A música expulsa o ódio dos que vivem sem amor. Dá paz aos que não têm descanso, e consola os que choram (Pablo Casals).
A tempestade promete a bonança. Pablo Casals, compositor, maestro e violoncelista catalão, foi um acérrimo defensor da democracia em tempos adversos de franquismo, fascismo e nazismo. Song of the birds (El cant dels ocells), uma composição para violoncelo de Pablo Casals, inspirou várias interpretações.

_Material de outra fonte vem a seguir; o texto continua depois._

PR #172, opened 2021-03-27
Fix and simplification of Logit

torfjelde:
Simplified Logit implementation a bit and fixed constructor. Currently constructors such as `Logit{1}(0, 1)` are not supported, and this PR fixes this. 

I just need to add some tests for the constructor and this should be good to go.

### DIFF
--- a/src/bijectors/logit.jl
+++ b/src/bijectors/logit.jl
@@ -30,6 +30,7 @@ Base.:(==)(b1::Logit, b2::Logit) = b1.a == b2.a && b1.b == b2.b
 (b::Logit{0})(x::Real) = _logit(x, b.a, b.b)
 (b::Logit)(x) = _logit.(x, b.a, b.b)
 (b::Logit)(x::AbstractArray{<:AbstractArray}) = map(b, x)
+_logit(x, a, b) = logit((x - a) / (b - a))
 
 (ib::Inverse{<:Logit{0}})(y::Real) = _ilogit(y, ib.orig.a, ib.orig.b)
 (ib::Inverse{<:Logit})(y) = _ilogit.(y, ib.orig.a, ib.orig.b)
--- a/src/bijectors/logit.jl
+++ b/src/bijectors/logit.jl
@@ -9,7 +9,7 @@ struct Logit{N, T<:Real} <: Bijector{N}
 end
 Logit(a::Real, b::Real) = Logit{0}(a, b)
 Logit(a::AbstractArray{<:Real, N}, b::AbstractArray{<:Real, N}) where {N} = Logit{N}(a, b)
-function Logit{N}(a, b)
+function Logit{N}(a, b) where {N}
     T = promote_type(typeof(a), typeof(b))
     Logit{N, T}(a, b)
 end
--- a/src/bijectors/logit.jl
+++ b/src/bijectors/logit.jl
@@ -27,17 +27,14 @@ up1(b::Logit{N, T}) where {N, T} = Logit{N + 1, T}(b.a, b.b)
 # For equality of Logit with Float64 fields to one with Duals
 Base.:(==)(b1::Logit, b2::Logit) = b1.a == b2.a && b1.b == b2.b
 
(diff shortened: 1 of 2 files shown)


src/bijectors/logit.jl
```diff
@@ -26,18 +28,12 @@ up1(b::Logit{N, T}) where {N, T} = Logit{N + 1, T}(b.a, b.b)
 Base.:(==)(b1::Logit, b2::Logit) = b1.a == b2.a && b1.b == b2.b
 
 (b::Logit{0})(x::Real) = _logit(x, b.a, b.b)
-(b::Logit{0})(x) = _logit.(x, b.a, b.b)
-(b::Logit{1})(x::AbstractVector) = _logit.(x, b.a, b.b)
-(b::Logit{1})(x::AbstractMatrix) = _logit.(x, b.a, b.b)
-(b::Logit{2})(x::AbstractMatrix) = _logit.(x, b.a, b.b)
-(b::Logit{2})(x::AbstractArray{<:AbstractMatrix}) = map(b, x)
-_logit(x, a, b) = logit((x - a) / (b - a))
```
devmotion, line 34: I guess `_logit` should not be deleted?

torfjelde: I mean, it depends on whether or not you want the code to work, which I wasn't planning on.


:upside_down_face: 

Nice catch, thanks!:)

src/bijectors/logit.jl
```diff
@@ -26,18 +28,12 @@ up1(b::Logit{N, T}) where {N, T} = Logit{N + 1, T}(b.a, b.b)
...
+(b::Logit)(x) = _logit.(x, b.a, b.b)
```
devmotion, line 31: Is the broadcasting overhead too large to remove the `(::Logit{0})(x::Real)` definition above? Speaking of overhead, if `x`, `b.a` and `b.b` are of the same dimension, one could also just use `map` which does not involve the huge broadcasting machinery.

torfjelde: I haven't checked recently, but I did go through the process of checking the overhead of broadcasting a year or so ago and it was sufficient for me to specialize on `Real`.

EDIT: Just checked and it doens't actually matter anymore (on Julia 1.5.3)! Seems like there isn't any overhead for `Real` these days, so it can prob be removed:)

torfjelde: Oh and regarding `map` vs. broadcasting; is there a particular reason why we want to avoid broadcasting?

devmotion: The main reason would be that broadcasting is quite complex and hence  often creates additional overhead and problems. E.g., it sometimes lead to type inference problems and the adjoints in Tracker and Zygote are based on ForwardDiff.

src/bijectors/logit.jl
```diff
@@ -7,9 +7,11 @@ struct Logit{N, T<:Real} <: Bijector{N}
     a::T
     b::T
 end
-function Logit(a, b)
+Logit(a::Real, b::Real) = Logit{0}(a, b)
+Logit(a::AbstractArray{<:Real, N}, b::AbstractArray{<:Real, N}) where {N} = Logit{N}(a, b)
+function Logit{N}(a, b)
```
devmotion, line 12:
```suggestion
function Logit{N}(a, b) where N
```

src/bijectors/logit.jl
torfjelde: Isn't ForwardDiff blazingly fast for broadcasting though, due to it's vectorized mode or w/e?

devmotion: Maybe, I don't know the details there. I just noticed that the implementation is quite non-trivial and still does not work in all cases (IIRC we even noticed some bugs in Bijectors that were caused by this implementation in Tracker, AFAIK at least these problems are fixed now).

devmotion:
Zygote test errors should be fixed by https://github.com/FluxML/Zygote.jl/pull/934.

torfjelde:
Seems like it's good to go?

devmotion (approved):
LGTM

PR #2182, opened 2025-09-19
Add a new extension setting for MCP server

shatakshiiii:
### SUMMARY

- This PR adds a new extension setting to enable MCP server via command palette or extension settings.
- This setting is set to be disabled by default.
- Removed command palette entries for `ansible-creator create` and `ansible-creator sample` that were showing message- "This feature is coming soon. Stay tuned." Because sample won't be implemented anytime soon and create is recognised as 'add' and that's already implemented.

JIRA: [AAP-53787](https://issues.redhat.com/browse/AAP-53787)

Screenshot 2025-09-22 at 4 49 39 PM


src/extension.ts
```diff
@@ -1011,6 +1034,30 @@ export function deactivate(): Thenable<void> | undefined {
...
+const startMcpServer = async (extSettings: SettingsManager) => {
+  if (!extSettings.settings.mcpServer.enabled) {
+    console.log("MCP server is disabled");
+    return;
+  }
+
+  try {
+    console.log("Starting Ansible MCP server...");
+
+    console.log("MCP server startup logic to be implemented");
```
anusshukla, line 1046: The startMcpServer function currently only logs a placeholder message and does not create the required .mcp.json configuration, so VS Code and Cursor never register the MCP server. as a result mcp server will not be listed in vscode

shatakshiiii: That placeholder is intentional for now. About registering the MCP server, it will require some base MCP server implementation. That's why this PR only focuses on adding that new setting only. All the validation will be done as a follow-up work after this and the other base MCP server https://github.com/ansible/vscode-ansible/pull/2183 gets merged.

PR #2189, opened 2025-09-25
Improved reliability of YAML diagnostics e2e test

anusshukla:
Description :- This PR makes YAML diagnostics tests more reliable by fixing timing issues between the test, the extension, and the language server. It adds longer wait times, better logging, and a check to confirm the server is ready before running tests. The tests now also edit and save the document to make sure validation is triggered. With these changes, the expected diagnostics are detected more consistently, reducing test failures.

related - https://issues.redhat.com/browse/AAP-54475

### DIFF
--- a/test/e2e/diagnostics/testYamlWithoutEE.test.ts
+++ b/test/e2e/diagnostics/testYamlWithoutEE.test.ts
@@ -6,7 +6,6 @@ import {
   testDiagnostics,
   updateSettings,
   waitForDiagnosisCompletion,
-  sleep,
 } from "../../helper";
 
 export function testDiagnosticsYAMLWithoutEE(): void {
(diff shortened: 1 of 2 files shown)


test/e2e/diagnostics/testYamlWithoutEE.test.ts
```diff
@@ -25,7 +26,96 @@ export function testDiagnosticsYAMLWithoutEE(): void {
...
+        }
+
+        if (!serverReady) {
+          console.log(
+            "Language server may not be fully ready, continuing anyway...",
+          );
+        }
+
+        console.log("Waiting additional time for full initialization...");
+        await sleep(2000); // Give more time for the extension to be ready
```
alisonlhart:
```suggestion
        if (!serverReady) {
          await sleep(2000); // Give more time for the extension to be ready
          console.log("Waiting additional time for full initialization...");

          console.log(
            "Language server may not be fully ready, continuing anyway...",
          );
        }
```
Let's only do this final sleep if the server still isn't ready, so we're not waiting again if it is ready

test/helper.ts
```diff
@@ -46,12 +50,13 @@ export async function activate(docUri: vscode.Uri): Promise<any> {
...
   } catch (e) {
     console.error("Error from activation -> ", e);
+    throw e;
   }
 }
 
 async function reinitializeAnsibleExtension(): Promise<void> {
   await vscode.languages.setTextDocumentLanguage(doc, "ansible");
-  await sleep(2000); //  Wait for server activation (reduced from 20000 to 2000)
+  await sleep(5000); //  Wait for server activation (increased from 2000 to 5000)
```
alisonlhart: Do we also need this increased wait with the modifications for checking if the server is ready in testYamlWithoutEE?

test/e2e/diagnostics/testYamlWithoutEE.test.ts
anusshukla: Changed the logic to only do the additional sleep if the server still isn't ready, making the test more efficient. Now it only waits when necessary rather than always waiting.

PR #2190, opened 2025-09-25
Specify commit SHAs for all GHAs

anusshukla:
All GitHub Actions using mutable tags have been updated to pinned commit SHAs to prevent supply chain risks. Previously, SonarQube was reporting 50 security hotspots because mutable action tags could be changed or manipulated, creating potential supply chain vulnerabilities. ShellCheck warnings in tools/test-setup.sh have also been fixed, so all SAST checks now pass.

**Outcome:** These changes remove security hotspots, ensure CI/CD compliance, and are fully backward compatible

Fixes: AAP-54393

### DIFF
--- a/.github/workflows/ci.yaml
+++ b/.github/workflows/ci.yaml
@@ -106,7 +106,7 @@ jobs:
               SKIP_PODMAN: 1
               SKIP_DOCKER: 1
     steps:
-      - uses: actions/checkout@v5
+      - uses: actions/checkout@08c6903cd8c0fde910a37f88322edcfb5dd907a8 # v5.0.0
         with:
           fetch-depth: 0 # we need tags for dynamic versioning
           show-progress: false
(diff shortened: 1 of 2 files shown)


anusshukla:
> You should not do this yourself. We can configure renovate to do this if we want, especially as the way reconate does it is not the same is your change. (adds comments on the same line as the sha).
> 
> I did not use SHA on actions on purpose to reduce the number of updates from renovate.

Thanks for the feedback, @ssbarnea! You're right—Renovate is better than manual SHA pinning.

Quick questions to confirm the approach:

- SonarQube hotspots: Should Renovate auto-pin digests for GitHub Actions, or do we handle these differently?
- Renovate config: Should I enable pinDigests: true for all GitHub Actions with scheduled updates, or selectively for flagged actions?
- Shell script fix: Keeping the tools/test-setup.sh ShellCheck directive is fine, right?

I can revert the workflow changes and implement Renovate once I know your preference.

.github/workflows/ci.yaml
```diff
@@ -106,15 +106,17 @@ jobs:
               SKIP_PODMAN: 1
               SKIP_DOCKER: 1
     steps:
-      - uses: actions/checkout@v5
+      - # v5.0.0
```
ssbarnea: look on how renovate stores the comment, it must be on the same line as the sha not line before or after. please be sure you use the exact same format: https://github.com/ansible/team-devtools/pull/356/files

PR #2191, opened 2025-09-29
Add Slack notifications for CI failures

anusshukla:
This PR integrates Slack alerts into the GitHub Actions workflow. When a CI job fails on the main branch, a notification is sent to the channel via a secure Slack webhook stored in GitHub Secrets.

image


.github/workflows/ci.yaml
```diff
@@ -558,3 +558,16 @@ jobs:
       - run: npm publish --access public @ansible-ansible-language-server-*.tgz
         env:
           NODE_AUTH_TOKEN: ${{ secrets.NPM_TOKEN }}
+
+  notify:
```
ssbarnea, line 562: To be able to use secrets from an environment you need to add `environment: notify` and add this secret to that environment. We do not add such secrets to any jobs for security.

PR #2202, opened 2025-10-06
Register MCP server with enable/disable settings support

shatakshiiii:
### SUMMARY

- Registers MCP server using VS Code's native programmatic API.
- Adds extension settings to enable/disable MCP server functionality.
- Implements real-time configuration changes without restart/reload.
- Includes command palette entries for MCP server control.

JIRA - [AAP-53787](https://issues.redhat.com/browse/AAP-53787)
Follow-up of https://github.com/ansible/vscode-ansible/pull/2182

Output when running - **MCP: List Servers**
Screenshot 2025-10-08 at 5 28 55 PM

New entries in the command palette to **Enable and Disable MCP server** 
Screenshot 2025-10-08 at 5 31 20 PM

### DIFF
--- a/test/ui/walkthroughUiTest.ts
+++ b/test/ui/walkthroughUiTest.ts
@@ -109,7 +109,7 @@ describe("Check walkthroughs, elements and associated commands", function () {
     });
   });
 
-  it("Check empty playbook command option", async function () {
+  it.skip("Check empty playbook command option", async function () {
     await workbench.executeCommand("Ansible: Create an empty Ansible playbook");
 
     const newFileEditor = await openUntitledFile();
@@ -124,7 +124,7 @@ describe("Check walkthroughs, elements and associated commands", function () {
     await dialogBox.getDriver().wait(until.stalenessOf(dialogBox), 2000);
   });
 
-  it("Check unauthenticated playbook command option", async function () {
+  it.skip("Check unauthenticated playbook command option", async function () {
     await workbench.executeCommand(
       "Ansible: Create an empty playbook or with Lightspeed (if authenticated)",
     );


test/unit/mcp/mcpSettings.test.ts
```diff
@@ -0,0 +1,123 @@
+require("assert");
```
anusshukla: do we need this as we are importing assert from chai

package.json
```diff
@@ -205,6 +205,10 @@
       {
         "command": "ansible.mcpServer.enabled",
         "title": "Enable Ansible Development Tools MCP Server"
+      },
+      {
+        "command": "ansible.mcpServer.disabled",
```
anusshukla: The command is named disabled but should be disable for consistency with the enabled command.

src/utils/mcpProvider.ts
```diff
@@ -0,0 +1,174 @@
...
+  public refresh(): void {
+    this.didChangeEmitter.fire();
+  }
+
+  /**
+   * Dispose of the provider
+   */
+  public dispose(): void {
+    this.didChangeEmitter.dispose();
+  }
```
anusshukla, line 173: can we also dispose mcpprovider otherwise there will be risk of memory leak

test/unit/mcp/mcpSettings.test.ts
shatakshiiii: yes that was not required, removed it!

src/utils/mcpProvider.ts
shatakshiiii: Done, I added context.subscriptions.push(mcpProvider); on line 685, right after the existing disposable registration. Now when the extension deactivates, VS Code will automatically call both-
1. mcpProviderDisposable.dispose() - to unregister the provider
2. mcpProvider.dispose() - to properly dispose the didChangeEmitter and prevent memory leaks

package.json
shatakshiiii: done

src/extension.ts
```diff
@@ -677,12 +708,11 @@ export async function activate(context: ExtensionContext): Promise<void> {
...
 
-        // Start the MCP server
-        await startMcpServer(extSettings);
+        // Refresh the MCP provider to register the server
+        mcpProvider.refresh();
 
-        // Show success message
         vscode.window.showInformationMessage(
-          "Ansible MCP Server has been enabled and started successfully.",
+          "Ansible MCP Server has been enabled successfully and is now available for AI assistants.",
```
anusshukla, line 715: Image

It look like when the user runs the enable/disable command, the success message appears twice — once from the command handler (around line 713) and again from the configuration change handler (around line 1133).

shatakshiiii: @anusshukla will be addressing that in a follow-up. I have something similar to address, will bunch that together.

Retenho duas: a interpretação pelo próprio Pablo Casals, na Casa Branca, em 1961; e a adaptação da ucraniana Nataliya Gudziy, caraterizada por uma singularidade e uma simplicidade amigas da beleza.
Cântico de Natal
Inspira-te nos reis magos e segue as estrelas até onde desejares.
Tendências do Imaginário.
A imagem Natividade, de autor anónimo, está exposta no Museu Nacional de Arte da Catalunha. Data da primeira metade do séc. XIII.

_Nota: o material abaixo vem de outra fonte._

PR #2208, opened 2025-10-07
Add kill exits for hanging ui tests (extest)

alisonlhart:
Fixes a strange issue with extester UI tests hanging and exiting with `143` after timeout.

This adds a check for finished UI tests, waits 5 seconds for the test to exit normally, and kills the process if it has not exited. 

It also adds logic to exclude passing tests exited with KILL from the failure list, so the tests don't fail needlessly.

Examples of tests passing but reporting failure from timeout:
https://github.com/ansible/vscode-ansible/actions/runs/18311059203/job/52139507108?pr=2205#step:20:684

### DIFF
--- a/tools/test-launcher.sh
+++ b/tools/test-launcher.sh
@@ -191,13 +191,42 @@ if [[ "${TEST_TYPE}" == "ui" ]]; then
                 start_server
             fi
             refresh_settings "${test_file}" "${TEST_ID}"
-            timeout --preserve-status 120s npm exec -- extest run-tests "${COVERAGE_ARG}" \
-                --mocha_config test/ui/.mocharc.js \
-                -s out/test-resources \
-                -e out/ext \
-                --code_settings out/settings.json \
-                -c "${CODE_VERSION}" \
-                "${test_file}" || echo "${TEST_ID}" >> out/log/.failed
+            timeout --preserve-status 120s bash -c "
+                npm exec -- extest run-tests '${COVERAGE_ARG}' \
+                    --mocha_config test/ui/.mocharc.js \
+                    -s out/test-resources \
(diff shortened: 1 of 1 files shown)


ssbarnea (changes requested):
Have you tried `timeout --help`? All this bash magic can be replaced by `--kill-after=`

ssbarnea (changes requested):
- no link to unresolved extest bug related to hangup
- current version of extest from out project is heavily outdated, not mention of attempt to update it
- current implementation looks too complex and fragile IMHO

ssbarnea (changes requested):
Processing the logs is not very reliable but another way to ensure that extest run finished its job regardless of the test results is to check for the presence of the junit report file that we tell it to produce.

`out/junit/ui/${TEST_ID}-test-results.xml` file should be present and this can be used to decide if we want to call the execution a failure or a pass.

alisonlhart:
@ssbarnea `--kill-after` won't work in this case, because we need to trigger the kill once the test is done, not after an arbitrary time limit. Waiting 120 seconds to trigger a kill after tests completed but are just hanging is too long. Also, `--kill-after` gives a non-zero exit, same as `timeout` by default, which will cause the tests to still report a failure similar to the example I gave.

I also did try upgrading the extester dependency, but that resulted in other unrelated UI failures since there have been many changes since we upgraded it. 

Using the junit file that already exists is a fine approach, we'd just change the check to be in that file instead.

I'd like to get something merged to fix this ASAP, even if the underlying issue is extester, so that we unblock CI. Even if we revert this change later when there's a fix or recommendation, we need a quick workaround to prevent CI from needlessly failing.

A música Personent Hodie remonta a 1360. Foi publicada em 1582 no livro de canções finlandês Piae Cantiones. Na presente versão, é interpretada, em latim, por The Columa Minstrels & Andrea Alonso (Celtic Christmas Carols, 2009).

Natividade, de autor anónimo. Museu Nacional de Arte da Catalunha. Primeira metade do séc. XIII.